La magnifique histoire d'amour entre Franck et Sophie
!! ATTENTION SPOILERS !! (si vous n'avez pas lu le livre, vous êtes prévenus).
Lorsque l'on donne son avis sur robe de marié, ce n'est pas un mais trois romans qu'il faut prendre en compte.
Le récit est donc séparé en parties bien distinctes. Chacune d'entre elles offre une tonalité inédite, ainsi que son lot de rebondissements et de renversement de rapport de force.
La structure est très astucieuse et savoureusement cynique. Si l'on n'était pas face un thriller, on pourrait croire à une oeuvre romantique lambda. Les deux premières parties détaillent la vie avant la recontre. L'une du point de vue de la femme, l'autre celui de l'heureux élu. La troisième suit quant a elle la vie quotidienne des jeunes mariés, ou chacun tentera de prendre le dessus sur l'autre. Sauf qu'évidemment, ce n'est pas une histoire d'amour mielleuse qui est ici décrite, mais l'affrontement à mort des deux conjoints. Le salut viendra pour celui qui manipulera le mieux son conjoint, donnant ainsi naissance à un suspense jubilatoire.
La première partie suit donc les traces d'une meurtrière en fuite et ose l'identification. Si elle n'égale pas les mastodontes du genre ( Un tueur sur la route d'Ellroy, ou les 150 premières pages des Racines du Mal de Dantec), ce premier tiers a le mérite de faire démarrer l'histoire sur des chapeaux de roues ( le premier meurtre au bout intertvient au bout de la 3e page seulement !) . Et Lemaitre possède un style alerte fort bien adapté aux situations de panique et d'hésitations parsèmant cette première partie.
La seconde, n'y allons pas par quatre chemins, c'est de loin l'apogée du roman. En adoptant le point de vue du marié, l'auteur repousse les limites du voyeurisme, de la perversité ,de la manipulation et de la cruauté à un niveau rarement atteint. On retrouve toute ici la force des grandes oeuvres voyeuristes ( Hitchcock, De Palma évidemment, mais aussi le récent et très réussi Malveillance de Balaguero) et on en ressort soufflé, ecoeuré, boulversé devant tant de sadisme.
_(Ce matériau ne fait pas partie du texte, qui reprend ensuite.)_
PR #432, opened 2015-10-16
Fix commit message for  "[tfs-changeset: 1538408]", PR #429

iamjasonp:
Due to infrastructure and package building reasons, we had to commit #411 via TFS and let it mirror to Git. Unfortunately, the checkin message was omitted when it was checked in via TFS - naturally the commit message in Git was blank too and the "merge" button was clicked before we could make it right.

This PR: 
* Reverts 8e06f18
* Re-adds the same change with a new commit message


iamjasonp:
Committing this now so that we can merge other PRs as well - we want to keep the commits close in time.

PR #433, opened 2015-10-16
Dispose websocket object after Close

### LINKED ISSUE #431: Websocket stress test run shows significant memory leak
We use WebSocket.CloseAync to Close the WebSocket. We does not dispose it. We need to aggressively dispose it as WebSocket is a disposable object and hold both managed and unmanaged resources.

I have verified the memory leak is gone by calling Cleanup() after CloseAync completes.

See more details below.
From ClientWebSocket  Class, we can see Dispose method is responsible to release a number of resources including innerWebSocket which holds unmanaged resources.

public override void Dispose() 
        { 
            var priorState = (InternalState)Interlocked.Exchange(ref _state, (int)InternalState.Disposed); 
            if (priorState == InternalState.Disposed) 
            { 
                // No cleanup required. 
                return; 
            } 
            _cts.Cancel(false); 
            _cts.Dispose(); 
            if (_innerWebSocket != null) 
            { 
                _innerWebSocket.Dispose(); 
            } 
        }

hongdai:
* We use WebSocket.CloseAsync to close the WebSocket object. We do not dispose it
in normal Close case. We need to aggressively dispose it as WebSocket
is a disposable object and hold unmanaged resources.

Fixes #431

### DIFF
--- a/src/System.Private.ServiceModel/src/System/ServiceModel/Channels/WebSocketTransportDuplexSessionChannel.cs
+++ b/src/System.Private.ServiceModel/src/System/ServiceModel/Channels/WebSocketTransportDuplexSessionChannel.cs
@@ -202,6 +202,18 @@ namespace System.ServiceModel.Channels
             }
         }
 
+        protected internal override async Task OnCloseAsync(TimeSpan timeout)
+        {
+            try
+            {
+                await base.OnCloseAsync(timeout);
+            }
+            finally
+            {
+                Cleanup();
+            }
+        }
+
         protected override void ReturnConnectionIfNecessary(bool abort, TimeSpan timeout)
         {
         }


src/System.Private.ServiceModel/src/System/ServiceModel/Channels/WebSocketTransportDuplexSessionChannel.cs
```diff
@@ -134,6 +134,8 @@ protected override void CompleteClose(TimeSpan timeout)
             {
                 TD.WebSocketConnectionClosed(WebSocket.GetHashCode());
             }
+
+            Cleanup();
```
mconnew: I've looked into this a little more and I don't think this is the right fix. In the OnClose method, we call Cleanup() in a finally block. I think the problem is I didn't override the OnCloseAsync method which should call the Cleanup method. This means the base class  TransportDuplexSessionChannel.OnCloseAsync() is being called and we're missing the Cleanup() call.

hongdai: Agree override OnCloseAsync is a better fix. I will make the change.

mconnew:
LGTM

Enfin la dernière partie, pleine de promesses pourtant, déçoit. Après une seconde partie aussi puissante, l'auteur nous livre dénouement classique et efficace, sans plus. Les motivations du mari, une basique histoire de vengeance avec une génération de retard, tombent comme un cheveu sur la soupe, en plus d'appauvrir le personnage. Il aurait été tellement plus efficace de rendre cette relation hors norme plus ambigue. Le lecteur prend donc clairement le parti de Sophie, la gentille de l'histoire. Ce choix réduit drastiquement la tension du climax final, et le roman perd de son coté malsain.